Content starts

Issue #9792, opened 2022-06-07
Provide repo level settings for prettier to prevent overwriting of code standards


jpvajda:
As a vsCode + Prettier user, I find there are certain "opinionated" rules that Prettier enforces that differ from our code standards. 

- We prefer `*` instead of `-` for our markdown bullets 
- We prefer  `"` instead of `'` for our quoting 
- Could be others that I haven't come across yet.

Given the popularity of prettier in the JS community, perhaps we can add a [.prettierignore](https://prettier.io/docs/en/ignore.html) file to our repo to ensure we don't let prettier overwrite our standards.  I spent about 1.5 hours trying to get Prettier to not overwrite the bullets to `-` and the only solution I found was to disable it in VsCode as a lot of our markdown is in MDX files.

It's possible we could just add settings to our [settings.json file for vscode.](https://github.com/apollographql/apollo-client/blob/main/.vscode/settings.json)

### References

- Example [PR](https://github.com/apollographql/apollo-client/pull/9777) where this occurred.
- https://stackoverflow.com/questions/62548864/prettier-disable-on-certain-languages-not-working
- https://stackoverflow.com/questions/47948169/how-do-i-override-markdown-rules-in-prettier
- https://www.codegrepper.com/code-examples/whatever/disable+prettier+on+markdown+files
- https://stackoverflow.com/questions/64052818/prettier-keeps-replacing-asterisk-characters-with-underscores
- https://zellwk.com/blog/prettier-disable-languages/

### VsCode settings 

```
 "markdownlint.ignore": ["bullet - MD004, MD005, MD006, MD007, MD032"],
  "markdownlint.run": "onSave",
  "markdown.extension.toc.unorderedList.marker": "*",
  "editor.defaultFormatter": null,
  "[markdown]": {
    "editor.defaultFormatter": "DavidAnson.vscode-markdownlint"
  }

```

jpvajda:
@benjamn awesome! I was curious to hear your thoughts. 😄 I'll work on this and get a PR up for review.

PR #10254, opened 2022-11-02
feat: hide the dev log

### LINKED ISSUE #10098: Is it possible to disable  DevTools message?
```
Download the Apollo DevTools for a better development experience: https://addons.mozilla.org/en-US/firefox/addon/apollo-developer-tools/
```

I'm running a fully functioning Apollo Client in my tests (as I'm using MSW for testing https://mswjs.io/) and I have this annoying message in the stdout above. Is it possible to disable it?

chris110408:
Fix #10098

and convert the code to the preferred code style state by  #9792

### Checklist:

- [ ] Make sure all of the significant new logic is covered by tests (no need for the unit test)

### DIFF
--- a/src/core/ApolloClient.ts
+++ b/src/core/ApolloClient.ts
@@ -192,7 +192,7 @@ export class ApolloClient<TCacheShape> implements DataProxy {
     /**
      * Suggest installing the devtools for developers who don't have them
      */
-    if (!hasSuggestedDevtools && __DEV__) {
+    if (!hasSuggestedDevtools && connectToDevTools) {
       hasSuggestedDevtools = true;
       if (
         typeof window !== 'undefined' &&
@@ -206,7 +206,7 @@ export class ApolloClient<TCacheShape> implements DataProxy {
         if (typeof ua === "string") {
           if (ua.indexOf("Chrome/") > -1) {
             url = "https://chrome.google.com/webstore/detail/" +
-              "apollo-client-developer-t/jdkknkkbebbapilgoeccciglkfbmbnfm";
+            "apollo-client-developer-t/jdkknkkbebbapilgoeccciglkfbmbnfm";
           } else if (ua.indexOf("Firefox/") > -1) {
             url = "https://addons.mozilla.org/en-US/firefox/addon/apollo-developer-tools/";
           }


src/core/ApolloClient.ts
```diff
@@ -205,16 +201,19 @@ export class ApolloClient<TCacheShape> implements DataProxy {
...
+              "https://chrome.google.com/webstore/detail/" +
               "apollo-client-developer-t/jdkknkkbebbapilgoeccciglkfbmbnfm";
           } else if (ua.indexOf("Firefox/") > -1) {
-            url = "https://addons.mozilla.org/en-US/firefox/addon/apollo-developer-tools/";
+            url =
+              "https://addons.mozilla.org/en-US/firefox/addon/apollo-developer-tools/";
           }
         }
-        if (url) {
+        if (url && !headers?.hideDevLog) {
```
chris110408, line 212: This is the actual change, user could put  hideDevLog : 'true' in header to ignore the  invariant.log

jerelmiller:
Hey @chris110408! Thanks for the PR!

Would you be willing to undo the formatting changes and only include the code changes meant for this fix? While we appreciate the formatting, it makes it look like you wrote all those lines of code in git history. That would be much appreciated!

src/core/ApolloClient.ts
```diff
@@ -192,7 +192,7 @@ export class ApolloClient<TCacheShape> implements DataProxy {
     /**
      * Suggest installing the devtools for developers who don't have them
      */
-    if (!hasSuggestedDevtools && __DEV__) {
+    if (!hasSuggestedDevtools && connectToDevTools) {
```
chris110408, line 195: Because of https://github.com/apollographql/apollo-client/blob/ffca9325240ca79ffab85a789177e7b2c9dd2c03/src/core/ApolloClient.ts#L141.  we could switch the __DEV__ to connectToDevTools

chris110408:
> Hey @chris110408! Thanks for the PR!
> 
> Would you be willing to undo the formatting changes and only include the code changes meant for this fix? While we appreciate the formatting, it makes it look like you wrote all those lines of code in git history. That would be much appreciated!
> 
> Edit: Just realized you referenced #9792 PR in regards to Prettier. I think we _want_ to get back to using prettier at some point, but we are still figuring out a plan to do so with minimal impact to git history (if possible). Apologies for the confusion, but thanks for the consideration!

@jerelmiller I have updated the PR. Please let me know if you want me to add other modifications.

src/core/ApolloClient.ts
jerelmiller: I definitely see your reasoning, but something to note here is that this use of `__DEV__` is used to set the value as a fallback in case `connectToDevTools` is not set in options. I think we should keep the `__DEV__` check here so that if someone leaves `connectToDevTools: true` set for a production build, this log isn't displayed. Otherwise this change looks great!

jerelmiller:
Hey @chris110408! Just one last minor comment to look at, otherwise this PR looks good! Would you mind checking the test failures?

src/core/ApolloClient.ts
```diff
@@ -206,7 +206,7 @@ export class ApolloClient<TCacheShape> implements DataProxy {
         if (typeof ua === "string") {
           if (ua.indexOf("Chrome/") > -1) {
             url = "https://chrome.google.com/webstore/detail/" +
-              "apollo-client-developer-t/jdkknkkbebbapilgoeccciglkfbmbnfm";
+            "apollo-client-developer-t/jdkknkkbebbapilgoeccciglkfbmbnfm";
```
jerelmiller, line 209: Would you mind reverting this change as well? Thanks!

chris110408:
@jerelmiller  the CICD check failed because the filesize exceed the limit. I have no clue how to fix it in this PR. I pushed another PR and that PR passed all CICD check

jerelmiller:
@chris110408 no problem. The filesize check is a tad annoying, but helps us make sure work is kept in check. That limit for the filesize is kept [here](https://github.com/apollographql/apollo-client/blob/main/config/bundlesize.ts#L6). If you open a PR in the future and see that fail, feel free to modify that value if you feel the increase in filesize makes sense. You can always check this locally with `npm run bundlesize`.

I went ahead and approved that other PR. Thanks for getting this in there!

Content ends

Task objective:
Count the lines of the records that include the word "formatting". Give the number by itself.

Exercise solution:
2